According to Dr. Stephen Ross, director of addiction psychiatry at New York University, much of the problem remains in the misallocation of federal funds. “Seventy percent of federal funding continues to go to enforcement,” says Ross. “Only 20 percent [goes] to treatment and 10 percent to prevention. … Why not 60 percent to prevention and 40 percent to treatment?”
One prevention approach currently finding traction in psychotherapy is motivational interviewing (MI), “a collaborative, goal-oriented method of communication with particular attention to the language of change.” The National Institute on Drug Abuse (NIDA) has supported studies investigating MI’s efficacy in substance abuse prevention, and has circulated literature to clinical supervisors and therapists. But the technique has yet to make a strong foothold in the public school system. A recent one-year follow-up study “failed to demonstrate that an adequately implemented MI booster was of incremental value.”

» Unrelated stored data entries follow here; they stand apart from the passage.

Issue #585, opened 2023-05-17
"Modify password" fails when the User ID contains a space


marlon0:
The description says it all. To recreate:
- Create a user with a User ID `user name`
- Use the admin interface to "modify password" for `user name`
- Get the error `Could not initiate password change`
- In the logs, see the error `🚨 [error]:  | error: Entity not found: user%20name`

steveb166:
just hit exactly this issue, any chance this can be fixed?

PR #1452, opened 2026-05-21
Fix: "Modify password" fails for users with spaces in their User ID

Xre0uS:
`yew-router 0.16` does not percent-decode URL path parameters. When a user ID contains a space (e.g. `user name`), the browser encodes the URL as `/user/user%20name/password`, and yew-router hands the component `user%20name`as-is, causing the request to fail.

Fix: `Percent-decode` the user_id route parameter in dispatch_route (using `percent_encoding::percent_decode_str`) before passing it to `UserDetails` and `ChangePasswordForm`. This ensures both components always receive the actual stored user ID regardless of URL encoding.

### DIFF
--- a/Cargo.lock
+++ b/Cargo.lock
@@ -2743,6 +2743,7 @@ dependencies = [
  "lldap_auth",
  "lldap_frontend_options",
  "lldap_validation",
+ "percent-encoding",
  "rand 0.8.6",
  "serde",
  "serde_json",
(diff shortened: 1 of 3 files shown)


nitnelave:
Fixes #585

nitnelave (approved):
Thanks!

nitnelave:
Seems like I need to update the MSRV to 1.91 for wasm-pack.

nitnelave:
Can you run cargo fmt on the code?

Xre0uS:
Done

PR #1456, opened 2026-06-08
fix(ldap): persist custom schema attributes when creating users via ldapadd

### LINKED ISSUE #1438: [BUG] Custom schema attributes are ignored when adding users with ldapadd
**Describe the bug**
In trying to populate my directory with dummy users, it appears that when importing users via ldapadd (I'm feeding it a LDIF file), custom attributes are being dropped in the user creation process. In the logs you can see the incoming ldap message has all the attributes, but they are dropped by the time it makes it to create_user

**To Reproduce**
1. create new attribute
2. create ldif file that populates that attribute
3. feed ldif file into lldap
4. notice that attribute is not populated

**Expected behavior**
attribute should be populated

**Logs**
```
lldap-redacted | 2026-04-18T01:30:50.828708511+00:00  DEBUG    ┝━ 🐛 [debug]:  | msg: LdapMsg { msgid: 2, op: AddRequest(LdapAddRequest { dn: "uid=award@redacted.net,ou=people,dc=redacted,dc=net", attributes: [LdapPartialAttribute { atype: "objectclass", vals: ["inetOrgPerson", "posixAccount", "mailAccount", "person"] }, LdapPartialAttribute { atype: "primaryemail", vals: ["award@redacted.net"] }, LdapPartialAttribute { atype: "entitlement", vals: ["Law"] }, LdapPartialAttribute { atype: "cn", vals: ["Adrian Ward"] }, LdapPartialAttribute { atype: "displayname", vals: ["Adrian Ward"] }, LdapPartialAttribute { atype: "first_name", vals: ["Adrian"] }, LdapPartialAttribute { atype: "givenname", vals: ["Adrian"] }, LdapPartialAttribute { atype: "sn", vals: ["Ward"] }, LdapPartialAttribute { atype: "mail", vals: ["award@redacted.net"] }, LdapPartialAttribute { atype: "uid", vals: ["award@redacted.net"] }] }), ctrl: [] }
lldap-redacted | 2026-04-18T01:30:50.828710165+00:00  DEBUG    ┝━ create_user_or_group [ 860µs | 0.92% / 91.30% ]
lldap-redacted | 2026-04-18T01:30:50.828711647+00:00  DEBUG    │  ┕━ create_user_or_group [ 852µs | 1.64% / 90.38% ]
lldap-redacted | 2026-04-18T01:30:50.828719949+00:00  DEBUG    │     ┕━ create_user [ 836µs | 26.86% / 88.74% ]
lldap-redacted | 2026-04-18T01:30:50.828749499+00:00  DEBUG    │        ┕━ create_user [ 583µs | 61.88% ] request: CreateUserRequest { user_id: "award@redacted.net", email: "award@redacted.net", display_name: Some("Adrian Ward"), attributes: [Attribute { name: AttributeName(CaseInsensitiveString("first_name")), value: String(Singleton("Adrian")) }, Attribute { name: AttributeName(CaseInsensitiveString("last_name")), value: String(Singleton("Ward")) }] } | user_id: "award@redacted.net"
lldap-redacted | 2026-04-18T01:30:50.832094905+00:00  DEBUG    ┕━ 🐛 [debug]:  | response: AddResponse(LdapResult { code: Success, matcheddn: "", message: "", referral: [] })
lldap-redacted | 2026-04-18T01:30:50.857214605+00:00  INFO     LDAP request [ 19.0µs | 100.00% ] session_id: 380d0cc0-46de-4d94-868d-9ac67b7c09d2
lldap-redacted | 2026-04-18T01:30:50.857231558+00:00  DEBUG    ┝━ 🐛 [debug]:  | msg: LdapMsg { msgid: 3, op: UnbindRequest, ctrl: [] }
lldap-redacted | 2026-04-18T01:30:50.857233088+00:00  DEBUG    ┕━ 🐛 [debug]: Unbind request for admin
lldap-redacted | 2026-04-18T01:30:50.857249849+00:00  INFO     ｉ [info]: LDAP session end: 380d0cc0-46de-4d94-868d-9ac67b7c09d2
```

**Additional context**
Sample LDIF file:
```
dn: uid=award@redacted.net,ou=people,dc=redacted,dc=net
changetype: add
objectclass: inetOrgPerson
objectclass: posixAccount
objectclass: mailAccount
objectclass: person
primaryemail: award@redacted.net
entitlement: Law
cn: Adrian Ward
displayname: Adrian Ward
first_name: Adrian
givenname: Adrian
sn: Ward
mail: award@redacted.net
uid: award@redacted.net
```

mvanhorn:
## Summary
Creating a user over LDAP (`ldapadd`) now persists custom schema attributes instead of silently dropping them.

## Why this matters
Custom attributes defined in the schema were ignored when a user was added via `ldapadd`: only built-in fields were written, so an `ldapadd` that set a custom attribute appeared to succeed but the value never persisted. This change parses incoming attributes, maps the ones that match a custom schema definition, type-checks them, and stores them with the new user.

## Changes
- Parse and decode incoming LDAP attribute values, separating built-in fields from custom schema attributes.
- Validate each custom attribute against its schema type; reject invalid typed values and ignore unknown attributes.
- Persist the validated custom attributes alongside the built-in user fields.

## Testing
Added tests covering a scalar custom attribute, a list-valued custom attribute, rejection of an invalid typed value, ignoring unknown attributes, and confirming built-in fields are not treated as custom.

Fixes #1438

AI was used for assistance.

### DIFF
--- a/crates/ldap/src/create.rs
+++ b/crates/ldap/src/create.rs
@@ -14,6 +14,7 @@ use lldap_domain::{
     requests::{CreateGroupRequest, CreateUserRequest},
     types::{Attribute, AttributeName, AttributeType, Email, GroupName, UserId},
 };
+use lldap_domain_handlers::handler::ReadSchemaBackendHandler;
 use std::collections::HashMap;
 use tracing::instrument;
 
@@ -44,28 +45,15 @@ async fn create_user(
     user_id: UserId,
     attributes: Vec<LdapAttribute>,
 ) -> LdapResult<Vec<LdapOp>> {
-    fn parse_attribute(mut attr: LdapPartialAttribute) -> LdapResult<(String, Vec<u8>)> {
-        if attr.vals.len() > 1 {
-            Err(LdapError {
-                code: LdapResultCode::ConstraintViolation,
-                message: format!("Expected a single value for attribute {}", attr.atype),
-            })
-        } else {
-            attr.atype.make_ascii_lowercase();
-            match attr.vals.pop() {
-                Some(val) => Ok((attr.atype, val)),
-                None => Err(LdapError {
-                    code: LdapResultCode::ConstraintViolation,
-                    message: format!("Missing value for attribute {}", attr.atype),
-                }),
-            }
-        }
+    fn parse_attribute(mut attr: LdapPartialAttribute) -> (String, Vec<Vec<u8>>) {
+        attr.atype.make_ascii_lowercase();
+        (attr.atype, attr.vals)
     }
-    let attributes: HashMap<String, Vec<u8>> = attributes
+    let attributes: HashMap<String, Vec<Vec<u8>>> = attributes
         .into_iter()
         .filter(|a| !a.atype.eq_ignore_ascii_case("objectclass"))
         .map(parse_attribute)
-        .collect::<LdapResult<_>>()?;
+        .collect();
     fn decode_attribute_value(val: &[u8]) -> LdapResult<String> {
         std::str::from_utf8(val)
             .map_err(|e| LdapError {
@@ -74,13 +62,43 @@ async fn create_user(
             })
             .map(str::to_owned)
     }
-    let get_attribute = |name| {
-        attributes
-            .get(name)
+    fn decode_attribute_values(vals: &[Vec<u8>]) -> LdapResult<Vec<String>> {
+        vals.iter()
             .map(Vec::as_slice)
             .map(decode_attribute_value)
+            .collect()
+    }
+    let get_attribute = |name| {
+        attributes.get(name).map(|vals| {
+            if vals.len() > 1 {
+                Err(LdapError {
+                    code: LdapResultCode::ConstraintViolation,
+                    message: format!("Expected a single value for attribute {name}"),
+                })
+            } else {
+                vals.first()
+                    .map(Vec::as_slice)
+                    .ok_or_else(|| LdapError {
+                        code: LdapResultCode::ConstraintViolation,
+                        message: format!("Missing value for attribute {name}"),
+                    })
+                    .and_then(decode_attribute_value)
+            }
+        })
     };
-    let make_encoded_attribute = |name: &str, typ: AttributeType, value: String| {
+    let make_encoded_attribute =
+        |name: &str, typ: AttributeType, is_list: bool, value: Vec<String>| {
+            Ok(Attribute {
+                name: AttributeName::from(name),
+                value: deserialize::deserialize_attribute_value(&value, typ, is_list).map_err(
+                    |e| LdapError {
+                        code: LdapResultCode::ConstraintViolation,
+                        message: format!("Invalid attribute value: {e}"),
+                    },
+                )?,
+            })
+        };
+    let make_single_encoded_attribute = |name: &str, typ: AttributeType, value: String| {
         Ok(Attribute {
             name: AttributeName::from(name),
             value: deserialize::deserialize_attribute_value(&[value], typ, false).map_err(|e| {
@@ -93,24 +111,55 @@ async fn create_user(
     };
     let mut new_user_attributes: Vec<Attribute> = Vec::new();
     if let Some(first_name) = get_attribute("givenname").transpose()? {
-        new_user_attributes.push(make_encoded_attribute(
+        new_user_attributes.push(make_single_encoded_attribute(
             "first_name",
             AttributeType::String,
             first_name,
         )?);
     }
     if let Some(last_name) = get_attribute("sn").transpose()? {
-        new_user_attributes.push(make_encoded_attribute(
+        new_user_attributes.push(make_single_encoded_attribute(
             "last_name",
             AttributeType::String,
             last_name,
         )?);
     }
     if let Some(avatar) = get_attribute("avatar").transpose()? {
-        new_user_attributes.push(make_encoded_attribute(
+        new_user_attributes.push(make_single_encoded_attribute(
             "avatar",
             AttributeType::JpegPhoto,
             avatar,
+        )?);
+    }
+    let schema = ReadSchemaBackendHandler::get_schema(backend_handler)
+        .await
+        .map_err(|e| LdapError {
+            code: LdapResultCode::OperationsError,
+            message: format!("Unable to get schema: {e:#}"),
+        })?;
+    let consumed_attribute_names = ["givenname", "sn", "avatar", "cn", "mail", "email"];
+    for attribute_schema in schema
+        .user_attributes
+        .attributes
+        .iter()
+        .filter(|attribute_schema| !attribute_schema.is_hardcoded)
+    {
+        let Some((_, values)) = attributes.iter().find(|(attribute_name, _)| {
+            !consumed_attribute_names
+                .iter()
+                .any(|consumed| attribute_name.eq_ignore_ascii_case(consumed))
+                && attribute_schema
+                    .name
+                    .as_str()
+                    .eq_ignore_ascii_case(attribute_name)
+        }) else {
+            continue;
+        };
+        new_user_attributes.push(make_encoded_attribute(
+            attribute_schema.name.as_str(),
+            attribute_schema.attribute_type,
+            attribute_schema.is_list,
+            decode_attribute_values(values)?,
         )?);
     }
     backend_handler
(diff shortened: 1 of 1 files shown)


crates/ldap/src/create.rs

In the absence of widespread, effective, federally-funded drug education, the onus has fallen largely on parents to spearhead drug education reform, says Doblin. “The parent movement of the 1980s led to Nancy Reagan, and Just Say No, and D.A.R.E., and D.A.R.E. led to misinformation. What we don’t really have yet is a new parent movement.”

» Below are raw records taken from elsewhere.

PR #1458, opened 2026-06-16
Support LDAP equality filters on list user attributes

rowlc:
# Support LDAP equality filters on list-valued custom user attributes

## Summary

This change allows LDAP equality filters to match values inside list-valued custom user attributes.

The motivating case is Stalwart Mail Server recipient lookup against LLDAP with a filter like:

```ldap
(&(objectClass=person)(|(mail=?)(mailalias=?)))
```

`mailalias` is commonly configured as a custom list attribute. Before this change, LLDAP rejected equality filters on list-valued custom user attributes with `UnwillingToPerform`, so an LDAP client could not resolve a user by any of their alias addresses. That prevented Stalwart from treating alias recipients as local users when aliases were stored only in LLDAP.

After this change, an equality filter such as:

```ldap
(mailalias=alias@example.com)
```

matches a user when `alias@example.com` is one of the values in that user's `mailalias` list.

## What changed

- Added a new internal user request filter variant, `AttributeListContains`, to represent equality matching against a list-valued custom attribute.
- Updated LDAP user filter parsing so equality filters on list-valued custom user attributes are accepted instead of rejected.
- Preserved the existing case-insensitive behavior by building an OR filter with the supplied value and its ASCII-lowercased form.
- Updated the SQL backend to support `AttributeListContains` by:
  - using a broad SQL prefilter when a list-membership check is present, and
  - applying the exact list-membership predicate in memory after users and custom attributes are loaded.
- Added regression coverage for:
  - LDAP equality filters on list-valued custom user attributes, and
  - SQL-backed user listing with `AttributeListContains`, including OR-composed filters.

## Why the SQL backend filters in memory

Custom list attributes are stored as serialized attribute values, and the existing SQL attribute equality path compares whole serialized values. For a list-valued attribute that would only match if the entire serialized list equals the query value, which is not the LDAP equality semantics clients expect.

There may not be an imminent large-scale movement as Doblin prescribes, but there is a small one, one that foregoes the zero tolerance model—bolstered by D.A.R.E.’s police officer instructor base—that focuses on enforcement and discipline, and remains prevalent in mainstream secondary school policy.
This school-based program rejecting the “first-strike-you’re-out” rhetoric is UpFront, which works with at-risk kids in California.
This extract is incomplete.